PM: Labour threatens financial security in UK
PRIME Minister David Cameron will today attack Labour, taking a swipe at the party’s leadership contest and claiming that its next leader poses a “clear threat” to British taxpayers’ “financial security”.
“I have watched with some bewilderment the Labour leadership election of the past few months,” Cameron will say this morning in a speech in Leeds, where he is also expected to lay out the government’s economic plans ahead of November’s comprehensive spending review.
“Their whole debate seems to ignore what almost every other political party in almost every other country has now grasped,” Cameron will say about the opposition.
“They’re still debating whether the deficit needs to be cut,” he will say. “It’s as if the financial crash, or the election for that matter, never happened.”
The Prime Minister is not expected to mention any of the Labour leadership candidates by name, but he will say: “Whoever wins the Labour leadership tomorrow, this is now a party that has completely vacated the intellectual playing field and no longer represents working people.
“It is arguing at the extremes of the debate, simply wedded to more spending, more borrowing, and more taxes,” he will say, adding: “They pose a clear threat to the financial security of every family in Britain.”

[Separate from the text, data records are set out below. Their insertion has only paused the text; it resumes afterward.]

PR #497, opened 2020-05-07
Remove the `arrayvec` dependency

alexcrichton:
This commit removes the `arrayvec` dependency from `gimli` to continue
the work started in #494. The goal here is to absolutely minimize the
number of dependencies (ideally zero) when using only the bare bones of
the crate.

### DIFF
--- a/Cargo.toml
+++ b/Cargo.toml
@@ -17,7 +17,6 @@ travis-ci = { repository = "gimli-rs/gimli" }
 coveralls = { repository = "gimli-rs/gimli" }
 
 [dependencies]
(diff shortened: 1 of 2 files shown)


alexcrichton:
Rebased!

alexcrichton:
Er I also just realized that the `R` parameter could be stored by-value in the vector, which means that destructors and such need to be handled. I mistakenly thought `RegisterRule<R>` was effectively always `Copy`. Should be good now!

philipc:
I'm getting a little concerned about the amount of unsafe code that's needed for this now, but I don't have any better ideas.

PR #498, opened 2020-05-10
Remove dependency of `read` on `stable_deref_trait`

alexcrichton:
This commit adds a new feature to this crate, enabled by default, called
`endian-reader`. The goal here is to remove the need for the `backtrace`
crate to depend on `stable_deref_trait`, and it looks like currently
`addr2line` and friends don't need the only usage of
`stable_deref_trait`, which is the `EndianReader` type.

Another possible solution might be to break up the `read` feature, too,
and have `addr2line` only enable a small subset of the `read` feature
that it actually needs.

### DIFF
--- a/Cargo.toml
+++ b/Cargo.toml
@@ -33,10 +33,11 @@ test-assembler = "0.1.3"
 typed-arena = "2"
 
 [features]
-read = ["stable_deref_trait"]
+read = []
+endian-reader = ["stable_deref_trait"]
 write = ["indexmap"]
 std = ["fallible-iterator/std", "stable_deref_trait/std"]
-default = ["read", "write", "std", "fallible-iterator"]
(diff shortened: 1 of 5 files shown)


philipc:
> Another possible solution might be to break up the read feature, too,
and have addr2line only enable a small subset of the read feature
that it actually needs.

Use of `EndianReader` is orthogonal to the rest of the read feature, so I think this PR is the correct solution.

Tests need to depend on this feature though to fix CI.

alexcrichton:
Whoops sorry about that, should be fixed now!

philipc:
Do you think that's the last change you'll need for now?

alexcrichton:
I believe so! If you're up for publishing the gimli family of crates I'll look next to switching over the `backtrace` crate on cates.io to gimli by default

PR #503, opened 2020-05-13
Prepare for inclusion into libstd

alexcrichton:
This commit adds the "standard preamble" in `Cargo.toml` which makes
this crate suitable for being used as a dependency of the standard
library. The intention here is that this is a "fire and forget" snippet
added to `Cargo.toml` where it doesn't really impact anything else in
this crate. It's unlikely to be used too too soon for libstd, but I
figure it wouldn't be bad to get ready!

(also see https://github.com/rust-lang/backtrace-rs/issues/328 for some context)

### DIFF
--- a/Cargo.toml
+++ b/Cargo.toml
@@ -21,6 +21,12 @@ fallible-iterator = { version = "0.2.0", default-features = false, optional = tr
 indexmap = { version = "1.0.2", optional = true }
 stable_deref_trait = { version = "1.1.0", default-features = false, optional = true }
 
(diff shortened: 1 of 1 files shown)


alexcrichton:
@philipc would you be ok publishing this to get the addr2line changes in as well to start removing some `[patch]` needed for building libstd?

philipc:
There's one outstanding addr2line PR that I want to get merged, and then I'll do gimli and addr2line releases.

PR #505, opened 2020-05-14
read: Fix subtraction overflow when `Abbreviations::get` is given `0`

fitzgen:
Alternatively, we could make this take `NonZeroU64` instead of `u64`, but those can be kind of a pain to work with.

### DIFF
--- a/src/read/abbrev.rs
+++ b/src/read/abbrev.rs
@@ -2,6 +2,7 @@
 
 use alloc::collections::btree_map;
 use alloc::vec::Vec;
+use core::convert::TryFrom;
 use core::fmt::{self, Debug};
 use core::iter::FromIterator;
 use core::ops::Deref;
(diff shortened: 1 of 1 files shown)


src/read/abbrev.rs
```diff
@@ -154,9 +154,9 @@ impl Abbreviations {
     /// Get the abbreviation associated with the given code.
     #[inline]
     pub fn get(&self, code: u64) -> Option<&Abbreviation> {
-        let code_usize = code as usize;
-        if code_usize as u64 == code && code_usize - 1 < self.vec.len() {
-            Some(&self.vec[code_usize - 1])
+        let index = (code as usize).checked_sub(1)?;
```
philipc, line 157: Can you change this to `try_into` as well?

I also feel like we should simply use `wrapping_sub` here, but it probably doesn't matter.  That would mean we might end up looking up a 0 in the map, but it would still be correct and this function should never be called with 0 anyway. Is this something you encountered, or are you just auditing arithmetic?

fitzgen: > Is this something you encountered, or are you just auditing arithmetic?

Encountered during fuzzing. Not that any gimli-internal debug_info look up code was doing `get(0)` but the fuzz target itself did.

If we don't want this to ever be called with zero, then we should probably switch it to use `NonZeroU64`.

PR #618, opened 2022-04-07
Support DWARF2 for DW_OP_implicit_pointer

crzysdrs:
In DwarfV2, the address length encoding in DW_OP_implicit_pointer is the encoding address size, not the format word size.

[libdwarf/dwarf_loc#L539](https://github.com/avast/libdwarf/blob/7d4f63f44d44386744628ee1bca84afc43a56583/libdwarf/libdwarf/dwarf_loc.c#L539)

### DIFF
--- a/src/read/op.rs
+++ b/src/read/op.rs
@@ -705,10 +705,12 @@ where
             }
             constants::DW_OP_stack_value => Ok(Operation::StackValue),
             constants::DW_OP_implicit_pointer | constants::DW_OP_GNU_implicit_pointer => {
-                let value = if encoding.version != 2 {
-                    bytes.read_offset(encoding.format)?
+                let value = if encoding.version == 2 {
+                    bytes
+                        .read_address(encoding.address_size)
+                        .and_then(Offset::from_u64)?
                 } else {
-                    Offset::from_u64(bytes.read_address(encoding.address_size)?)?
+                    bytes.read_offset(encoding.format)?
                 };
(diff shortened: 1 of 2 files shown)


src/read/op.rs
```diff
@@ -705,7 +705,11 @@ where
             }
             constants::DW_OP_stack_value => Ok(Operation::StackValue),
             constants::DW_OP_implicit_pointer | constants::DW_OP_GNU_implicit_pointer => {
-                let value = bytes.read_offset(encoding.format)?;
+                let value = if encoding.version != 2 {
```
philipc, line 708: Please change the test to `==` and swap the branches. Same for the if expression for writing.

src/read/op.rs
```diff
@@ -705,7 +705,11 @@ where
...
+                    bytes.read_offset(encoding.format)?
+                } else {
+                    Offset::from_u64(bytes.read_address(encoding.address_size)?)?
```
philipc, line 711:
```suggestion
                    bytes.read_address(encoding.address_size).and_then(R::Offset::from_u64)?
```
Just for consistency with how the rest of the code is written.

philipc (changes requested):

src/read/op.rs
crzysdrs: Swapped

src/read/op.rs
crzysdrs: Adjusted for consistency.

philipc (approved):
Thanks!

PR #620, opened 2022-04-13
Replace fallible-iterator with tryiterator

khuey:
As we've discussed over email. Just looking for feedback here, I have to release tryiterator on crates.io before we merge this.

### DIFF
--- a/Cargo.toml
+++ b/Cargo.toml
@@ -31,6 +31,7 @@ object = { version = "0.27.1", features = ["wasm"] }
 rayon = "1.0"
 regex = "1"
 test-assembler = "0.1.3"
+tryiterator = { git = "https://github.com/Pernosco/tryiterator" }
 typed-arena = "2"
 
 [features]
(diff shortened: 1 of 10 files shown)


philipc:
These changes are all look trivial, which is good.

However, it appears that something like `AttrsIter::len` will silently discard any errors. Do you have any way to address that? This was the original reason we started using `FallibleIterator`.

Have you sort feedback from the larger Rust community about `tryiterator`?

khuey:
> These changes are all look trivial, which is good.
> 
> However, it appears that something like `AttrsIter::count` will silently discard any errors. Do you have any way to address that? This was the original reason we started using `FallibleIterator`.

It would be straightforward to add a `TryIterator::count_ok`.

> Have you sort feedback from the larger Rust community about `tryiterator`?

I started to ask people for their opinions privately this week. I'm in no hurry to merge this.

philipc:
> It would be straightforward to add a TryIterator::count_ok.

Right, but it would need a lint to determine the cases where `count` was wrong.

khuey:
Another option that was suggested to me is to add an intentionally conflicting `TryIteratorExt::count` so that `iter.count()` won't work without qualifying which trait is being used.

PR #623, opened 2022-07-21
Shrink unsafe block

cactter:


src/read/util.rs
```diff
@@ -146,8 +146,8 @@ impl<A: ArrayLike> ArrayVec<A> {
         }
 
         // SAFETY: storage[index] is filled later.
+        let p = unsafe { storage.as_mut_ptr().add(index) };
         unsafe {
-            let p = storage.as_mut_ptr().add(index);
             core::ptr::copy(p as *const _, p.add(1), self.len - index);
```
philipc, line 151: I'm not convinced this is shrinking it in a meaningful way. It appears to me that all it has done is move a temporary assignment outside the unsafe block, while making the code harder to read.

PR #624, opened 2022-08-22
Add LoongArch register defs

zhaixiaojuan:
The LoongArch architecture (LoongArch) is an Instruction Set Architecture (ISA) that has a RISC style.

Documentations:
ISA:
https://loongson.github.io/LoongArch-Documentation/LoongArch-Vol1-EN.html
ABI:
https://loongson.github.io/LoongArch-Documentation/LoongArch-ELF-ABI-EN.html
More docs can be found at:
https://loongson.github.io/LoongArch-Documentation/README-EN.html


philipc:
I see the list of registers in the documentation, but I didn't see anywhere that documents that DWARF values for these registers.

zhaixiaojuan:
The mapping relationship between registers and DWARF is consistent with the definition in gcc.
https://github.com/gcc-mirror/gcc/blob/master/gcc/config/loongarch/loongarch.h#374


Loongarch registers | Loongarch dwarf2 regnum
-- | --
$r0-$r31 | 0-31
$f0-$f31 | 32-63
$fcc0-$fcc7 | 64-71

philipc:
Including `$` in the register names seems unusual to me. Does this mean that when using AT&T assembly syntax you end up referring to `$r1` as `%$r1`?

zhaixiaojuan:
The assembly format of LoongArch64 is different from that of AT&T and does not use %. 
The following is the assembly code example of LoongArch64:

  `addi.d  $sp, $sp, -16(0xff0)`
  `st.d  $fp, $sp, 8(0x8)`
  `addi.d   $fp, $sp, 16(0x10)`
  `pcaddu12i   $a0, 7(0x7)`
  `addi.d   $a0, $a0, 1772(0x6ec)`
  `pcaddu12i   $t0, 7(0x7)`

PR #627, opened 2022-09-15
Make Abbreviations refcounted and add `Unit::with_abbreviations` constructor

### LINKED ISSUE #626: Add a way to share parsed `Abbreviations` between `Unit`s
I think I’m hitting an interesting pathological case with a massive 5.5G DWARF file:

The file has ~280k Units, and ~1.5k abbrevs. It looks like those abbrevs are shared by all the units (they all have abbrev_offset = 0).

That means that `Unit::new` is re-parsing the same ~1.5k abbrevs over and over again, holding them in memory and freeing those in the end.

A way to share the `Abbreviations` between `Unit`s would be nice to avoid this duplicated work.

Swatinem:
`Abbreviations` are now reference counted internally making them cheap to `Clone`.

The new `Unit` constructor also allows parsing the `Abbreviations` independently from constructing the Unit. Combined with the reference counting, the `Abbreviations` can also be shared efficiently between `Unit`s.

This should fix #626.

### DIFF
--- a/src/read/abbrev.rs
+++ b/src/read/abbrev.rs
@@ -1,6 +1,7 @@
 //! Functions for parsing DWARF debugging abbreviations.
 
 use alloc::collections::btree_map;
+use alloc::sync::Arc;
 use alloc::vec::Vec;
 use core::convert::TryFrom;
 use core::fmt::{self, Debug};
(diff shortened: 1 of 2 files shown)


Swatinem:
One drawback is that there is no way to validate that the API user actually passed the correct `Abbreviations`.

I wonder if it would be enough to call that out in the docs to "be careful".

philipc:
Thanks for the PR. However, I prefer a solution where existing users get the benefit automatically. I think this is as simple as adding an `AbbreviationsCache` to `Dwarf`, and changing `Unit::new` to use it.

#628 has an initial implementation of this idea, but it doesn't work in `no_std` due to the use of `Mutex`. I'm not sure how to fix that, but first let me know if this approach is suitable for you.

philipc:
Merged #628 instead.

The bookmakers maintain that the far-left, anti-austerity candidate Jeremy Corbyn is the front-runner in the Labour contest, with shadow home secretary Yvette Cooper the next most-likely winner.
Shadow health secretary Andy Burnham all but conceded the race yesterday, telling supporters that he has an “outside but realistic chance” of beating Corbyn. Shadow care minister Liz Kendall also indicated that she had accepted defeat, saying: “Whatever happens on Saturday, we need to seriously reflect on what has happened during the leadership contest. Because even if Jeremy Corbyn doesn’t win, his campaign has mobilised and enthused vast numbers of people in a way we haven’t seen for decades.”
Voting in the leadership election closed yesterday, and a winner will be announced at a special conference in Westminster tomorrow.